::: Source information :::
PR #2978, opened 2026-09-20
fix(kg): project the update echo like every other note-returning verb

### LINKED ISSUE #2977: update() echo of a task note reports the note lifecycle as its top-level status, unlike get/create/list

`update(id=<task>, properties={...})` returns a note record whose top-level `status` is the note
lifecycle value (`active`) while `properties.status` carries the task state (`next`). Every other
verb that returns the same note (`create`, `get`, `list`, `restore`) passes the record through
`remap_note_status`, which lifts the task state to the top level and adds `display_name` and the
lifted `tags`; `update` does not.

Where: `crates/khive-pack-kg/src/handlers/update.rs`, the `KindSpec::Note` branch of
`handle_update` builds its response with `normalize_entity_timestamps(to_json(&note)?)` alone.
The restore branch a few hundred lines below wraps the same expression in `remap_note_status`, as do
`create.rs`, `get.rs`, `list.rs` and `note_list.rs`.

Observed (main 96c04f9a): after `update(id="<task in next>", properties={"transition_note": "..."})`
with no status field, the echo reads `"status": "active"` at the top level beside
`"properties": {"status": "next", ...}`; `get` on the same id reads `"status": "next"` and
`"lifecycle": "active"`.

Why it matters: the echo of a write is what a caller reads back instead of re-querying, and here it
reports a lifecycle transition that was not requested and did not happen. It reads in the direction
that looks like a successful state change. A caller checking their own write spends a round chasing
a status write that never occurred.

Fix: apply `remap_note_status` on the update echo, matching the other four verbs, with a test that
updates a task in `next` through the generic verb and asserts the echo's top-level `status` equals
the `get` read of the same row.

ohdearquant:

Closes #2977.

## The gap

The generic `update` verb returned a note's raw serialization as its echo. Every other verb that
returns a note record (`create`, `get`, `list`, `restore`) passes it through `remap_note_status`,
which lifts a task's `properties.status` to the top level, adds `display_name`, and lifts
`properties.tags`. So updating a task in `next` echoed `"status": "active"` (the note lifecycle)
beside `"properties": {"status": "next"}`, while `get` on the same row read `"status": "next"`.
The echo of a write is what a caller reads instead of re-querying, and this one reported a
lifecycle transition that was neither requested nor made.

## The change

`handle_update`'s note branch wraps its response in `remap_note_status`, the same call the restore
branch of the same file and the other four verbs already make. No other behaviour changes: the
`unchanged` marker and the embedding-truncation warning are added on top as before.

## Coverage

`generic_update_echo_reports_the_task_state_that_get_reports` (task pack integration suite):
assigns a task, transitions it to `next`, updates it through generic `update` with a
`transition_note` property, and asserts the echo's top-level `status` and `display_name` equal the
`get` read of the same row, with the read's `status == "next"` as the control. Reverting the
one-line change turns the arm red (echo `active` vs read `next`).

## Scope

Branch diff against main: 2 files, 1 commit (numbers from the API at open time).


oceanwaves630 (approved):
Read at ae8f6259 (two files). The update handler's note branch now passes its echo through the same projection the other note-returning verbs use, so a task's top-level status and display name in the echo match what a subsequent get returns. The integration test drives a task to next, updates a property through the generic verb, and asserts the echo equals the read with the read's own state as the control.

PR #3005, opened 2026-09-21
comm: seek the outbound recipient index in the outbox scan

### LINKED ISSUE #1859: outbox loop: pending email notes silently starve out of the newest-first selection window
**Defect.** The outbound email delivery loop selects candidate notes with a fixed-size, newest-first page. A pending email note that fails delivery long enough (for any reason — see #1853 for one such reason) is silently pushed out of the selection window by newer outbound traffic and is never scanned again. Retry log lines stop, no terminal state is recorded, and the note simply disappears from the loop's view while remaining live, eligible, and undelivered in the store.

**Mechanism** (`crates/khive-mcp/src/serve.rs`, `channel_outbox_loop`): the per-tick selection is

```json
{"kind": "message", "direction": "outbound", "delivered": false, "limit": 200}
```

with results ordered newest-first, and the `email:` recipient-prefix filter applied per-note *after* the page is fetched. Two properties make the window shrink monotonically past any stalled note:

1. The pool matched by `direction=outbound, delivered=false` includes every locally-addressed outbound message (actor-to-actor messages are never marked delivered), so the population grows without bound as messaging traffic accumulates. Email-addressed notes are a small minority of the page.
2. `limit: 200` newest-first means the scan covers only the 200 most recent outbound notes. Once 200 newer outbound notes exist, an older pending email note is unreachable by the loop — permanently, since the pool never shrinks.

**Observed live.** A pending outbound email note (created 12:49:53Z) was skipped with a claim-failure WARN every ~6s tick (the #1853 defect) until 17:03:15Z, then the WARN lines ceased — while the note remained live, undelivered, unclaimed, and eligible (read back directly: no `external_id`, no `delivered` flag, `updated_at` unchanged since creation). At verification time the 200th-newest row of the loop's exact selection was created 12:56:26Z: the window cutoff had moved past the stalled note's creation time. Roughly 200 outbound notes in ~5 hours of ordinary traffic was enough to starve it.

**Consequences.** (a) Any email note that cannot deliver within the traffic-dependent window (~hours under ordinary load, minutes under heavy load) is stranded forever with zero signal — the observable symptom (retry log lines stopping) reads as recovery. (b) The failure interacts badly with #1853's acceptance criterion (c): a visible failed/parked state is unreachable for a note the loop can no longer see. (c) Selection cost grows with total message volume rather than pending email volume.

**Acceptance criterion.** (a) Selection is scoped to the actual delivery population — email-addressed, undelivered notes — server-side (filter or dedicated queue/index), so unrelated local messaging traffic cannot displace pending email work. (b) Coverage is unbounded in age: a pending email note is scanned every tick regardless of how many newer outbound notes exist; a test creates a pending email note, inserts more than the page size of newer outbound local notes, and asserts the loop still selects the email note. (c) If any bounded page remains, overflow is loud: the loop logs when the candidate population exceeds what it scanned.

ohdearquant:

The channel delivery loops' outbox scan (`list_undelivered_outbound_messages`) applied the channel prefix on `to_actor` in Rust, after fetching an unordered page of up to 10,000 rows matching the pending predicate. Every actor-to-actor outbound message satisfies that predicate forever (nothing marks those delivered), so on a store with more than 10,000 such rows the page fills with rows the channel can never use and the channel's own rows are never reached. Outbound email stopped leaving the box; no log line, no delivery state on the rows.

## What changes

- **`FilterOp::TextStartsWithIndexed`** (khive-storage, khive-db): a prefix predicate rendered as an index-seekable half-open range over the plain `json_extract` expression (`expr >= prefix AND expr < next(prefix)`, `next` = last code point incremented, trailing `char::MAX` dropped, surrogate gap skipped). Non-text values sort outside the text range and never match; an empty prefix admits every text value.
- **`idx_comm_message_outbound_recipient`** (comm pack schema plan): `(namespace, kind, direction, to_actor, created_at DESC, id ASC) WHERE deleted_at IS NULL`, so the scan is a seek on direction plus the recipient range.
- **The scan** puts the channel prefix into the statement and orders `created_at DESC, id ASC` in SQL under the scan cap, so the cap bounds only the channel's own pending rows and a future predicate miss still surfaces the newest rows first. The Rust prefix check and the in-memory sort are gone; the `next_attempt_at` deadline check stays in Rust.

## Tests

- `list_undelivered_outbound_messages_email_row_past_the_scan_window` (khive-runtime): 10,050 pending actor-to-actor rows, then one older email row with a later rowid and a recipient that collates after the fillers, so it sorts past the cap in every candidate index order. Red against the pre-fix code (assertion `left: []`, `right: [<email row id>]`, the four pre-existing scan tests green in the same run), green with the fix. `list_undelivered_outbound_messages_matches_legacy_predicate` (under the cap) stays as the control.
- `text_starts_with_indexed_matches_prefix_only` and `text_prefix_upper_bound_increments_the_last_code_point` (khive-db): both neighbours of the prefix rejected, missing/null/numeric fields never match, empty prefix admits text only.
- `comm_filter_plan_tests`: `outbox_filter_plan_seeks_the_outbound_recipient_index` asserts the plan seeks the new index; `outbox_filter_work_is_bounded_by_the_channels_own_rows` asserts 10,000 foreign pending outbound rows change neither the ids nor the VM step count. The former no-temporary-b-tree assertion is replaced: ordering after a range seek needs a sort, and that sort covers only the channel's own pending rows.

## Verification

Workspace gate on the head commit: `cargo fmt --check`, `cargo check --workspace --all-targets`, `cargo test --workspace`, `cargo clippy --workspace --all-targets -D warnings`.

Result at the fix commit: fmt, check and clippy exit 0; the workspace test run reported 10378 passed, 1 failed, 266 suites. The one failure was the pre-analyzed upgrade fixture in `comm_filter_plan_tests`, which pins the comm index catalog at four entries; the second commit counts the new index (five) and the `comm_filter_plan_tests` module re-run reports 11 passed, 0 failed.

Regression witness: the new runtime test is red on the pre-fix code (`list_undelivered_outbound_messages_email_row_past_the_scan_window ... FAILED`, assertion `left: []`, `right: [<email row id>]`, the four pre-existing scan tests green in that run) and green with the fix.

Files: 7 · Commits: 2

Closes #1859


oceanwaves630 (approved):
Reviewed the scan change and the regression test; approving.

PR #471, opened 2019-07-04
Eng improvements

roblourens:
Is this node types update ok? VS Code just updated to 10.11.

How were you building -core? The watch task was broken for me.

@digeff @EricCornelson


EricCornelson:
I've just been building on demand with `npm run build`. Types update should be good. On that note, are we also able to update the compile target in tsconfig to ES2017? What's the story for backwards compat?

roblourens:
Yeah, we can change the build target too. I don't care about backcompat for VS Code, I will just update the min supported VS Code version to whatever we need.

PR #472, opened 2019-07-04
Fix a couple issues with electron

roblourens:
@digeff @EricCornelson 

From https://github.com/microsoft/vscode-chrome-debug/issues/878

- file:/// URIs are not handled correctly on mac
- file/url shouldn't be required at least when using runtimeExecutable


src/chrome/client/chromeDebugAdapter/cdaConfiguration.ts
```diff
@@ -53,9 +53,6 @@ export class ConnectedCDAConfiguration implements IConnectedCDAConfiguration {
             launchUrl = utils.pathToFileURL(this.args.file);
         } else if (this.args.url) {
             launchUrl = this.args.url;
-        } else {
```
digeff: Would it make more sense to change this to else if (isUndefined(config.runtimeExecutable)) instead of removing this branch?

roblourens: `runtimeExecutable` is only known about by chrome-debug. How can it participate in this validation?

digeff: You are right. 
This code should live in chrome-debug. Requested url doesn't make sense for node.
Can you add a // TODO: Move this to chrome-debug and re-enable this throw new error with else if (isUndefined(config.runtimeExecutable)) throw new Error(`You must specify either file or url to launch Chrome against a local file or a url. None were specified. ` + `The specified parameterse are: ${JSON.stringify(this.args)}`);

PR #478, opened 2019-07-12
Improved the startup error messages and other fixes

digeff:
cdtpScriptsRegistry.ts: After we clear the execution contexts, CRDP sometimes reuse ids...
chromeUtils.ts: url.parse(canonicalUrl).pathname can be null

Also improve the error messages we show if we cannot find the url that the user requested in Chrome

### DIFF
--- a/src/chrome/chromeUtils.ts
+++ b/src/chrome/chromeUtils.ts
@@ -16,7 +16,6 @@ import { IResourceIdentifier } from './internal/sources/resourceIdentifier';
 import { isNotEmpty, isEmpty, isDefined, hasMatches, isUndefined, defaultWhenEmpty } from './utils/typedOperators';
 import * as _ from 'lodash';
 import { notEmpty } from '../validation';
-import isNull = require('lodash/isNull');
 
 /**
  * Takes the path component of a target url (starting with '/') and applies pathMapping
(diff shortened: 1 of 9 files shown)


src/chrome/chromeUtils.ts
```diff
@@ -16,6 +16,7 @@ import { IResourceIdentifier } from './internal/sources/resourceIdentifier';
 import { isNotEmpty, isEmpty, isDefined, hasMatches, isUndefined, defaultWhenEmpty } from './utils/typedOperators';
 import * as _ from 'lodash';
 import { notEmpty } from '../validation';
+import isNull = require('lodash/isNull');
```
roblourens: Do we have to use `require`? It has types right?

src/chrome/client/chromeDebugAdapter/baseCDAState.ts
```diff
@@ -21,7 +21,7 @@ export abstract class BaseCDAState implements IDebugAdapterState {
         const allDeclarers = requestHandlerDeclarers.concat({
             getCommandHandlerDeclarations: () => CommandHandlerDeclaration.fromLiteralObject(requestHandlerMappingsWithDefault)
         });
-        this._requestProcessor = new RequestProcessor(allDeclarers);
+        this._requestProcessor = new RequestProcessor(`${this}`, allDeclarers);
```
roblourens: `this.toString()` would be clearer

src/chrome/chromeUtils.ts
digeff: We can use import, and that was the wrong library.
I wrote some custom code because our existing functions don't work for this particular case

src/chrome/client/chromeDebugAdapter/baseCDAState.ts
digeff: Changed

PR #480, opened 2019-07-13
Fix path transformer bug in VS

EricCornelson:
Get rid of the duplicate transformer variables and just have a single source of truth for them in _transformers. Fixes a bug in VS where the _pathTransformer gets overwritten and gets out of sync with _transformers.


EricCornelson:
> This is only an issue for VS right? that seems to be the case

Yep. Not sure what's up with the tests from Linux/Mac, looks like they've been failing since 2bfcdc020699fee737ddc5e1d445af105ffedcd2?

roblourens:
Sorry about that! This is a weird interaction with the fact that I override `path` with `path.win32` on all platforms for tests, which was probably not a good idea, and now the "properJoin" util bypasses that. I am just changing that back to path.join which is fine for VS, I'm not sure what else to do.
:::
▸ **Activity**
Each line above that contains the word "looks" must be copied.

▸ **Solution to the exercise**
that looks like a successful state change. A caller checking their own write spends a round chasing
Yep. Not sure what's up with the tests from Linux/Mac, looks like they've been failing since 2bfcdc020699fee737ddc5e1d445af105ffedcd2?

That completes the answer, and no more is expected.